PR #585, opened 2023-10-17
remove pass column of knit progress in Single Bed mode

### LINKED ISSUE #548: The "Pass" column is redundant in single bed mode
AYAB software version: test230626
Computer/OS: Intel Mac/Big Sur
Knitting machine: KH910
AYAB hardware: Interface

In the new display showing the pattern row as you knit, when you're in Single bed mode the second column always says Pass 1. How about removing it?

1. Open any image
2. Leave all the settings at default, so you're using single bed and 2 color
3. Doesn't matter whether you're set to Simulation or actually connected.
4. Click Knit and let it run a few rows.

Columns 1 and 3 contain useful information, but column 2 always says "Pass 1" which isn't very informative.

Screen Shot 2023-07-01 at 11 54 40 PM

t0mpr1c3:
Closes #548

### DIFF
--- a/src/main/python/ayab/knitprogress.py
+++ b/src/main/python/ayab/knitprogress.py
@@ -18,7 +18,7 @@
 #    https://github.com/AllYarnsAreBeautiful/ayab-desktop
 
 from PyQt5.QtCore import Qt, QCoreApplication, QRect, QSize
-from PyQt5.QtWidgets import QTableWidget, QTableWidgetItem, QLabel, QSizePolicy, QAbstractItemView, QWidget, QHBoxLayout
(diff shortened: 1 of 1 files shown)


dl1com (approved):

dl1com:
@t0mpr1c3 it seems that there is still a run-pytest action for  Python 3.6 in the test pipeline. It never succeeds (obviously). Could you please check and remove it?

t0mpr1c3:
> it seems that there is still a run-pytest action for Python 3.6 in the test pipeline. It never succeeds (obviously). Could you please check and remove it?

I can't find it! ):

++++++

Write out every line of the material again, exactly as it reads.

### ANSWER BELOW
PR #585, opened 2023-10-17
remove pass column of knit progress in Single Bed mode

### LINKED ISSUE #548: The "Pass" column is redundant in single bed mode
AYAB software version: test230626
Computer/OS: Intel Mac/Big Sur
Knitting machine: KH910
AYAB hardware: Interface

In the new display showing the pattern row as you knit, when you're in Single bed mode the second column always says Pass 1. How about removing it?

1. Open any image
2. Leave all the settings at default, so you're using single bed and 2 color
3. Doesn't matter whether you're set to Simulation or actually connected.
4. Click Knit and let it run a few rows.

Columns 1 and 3 contain useful information, but column 2 always says "Pass 1" which isn't very informative.

Screen Shot 2023-07-01 at 11 54 40 PM

t0mpr1c3:
Closes #548

### DIFF
--- a/src/main/python/ayab/knitprogress.py
+++ b/src/main/python/ayab/knitprogress.py
@@ -18,7 +18,7 @@
 #    https://github.com/AllYarnsAreBeautiful/ayab-desktop
 
 from PyQt5.QtCore import Qt, QCoreApplication, QRect, QSize
-from PyQt5.QtWidgets import QTableWidget, QTableWidgetItem, QLabel, QSizePolicy, QAbstractItemView, QWidget, QHBoxLayout
(diff shortened: 1 of 1 files shown)


dl1com (approved):

dl1com:
@t0mpr1c3 it seems that there is still a run-pytest action for  Python 3.6 in the test pipeline. It never succeeds (obviously). Could you please check and remove it?

t0mpr1c3:
> it seems that there is still a run-pytest action for Python 3.6 in the test pipeline. It never succeeds (obviously). Could you please check and remove it?

I can't find it! ):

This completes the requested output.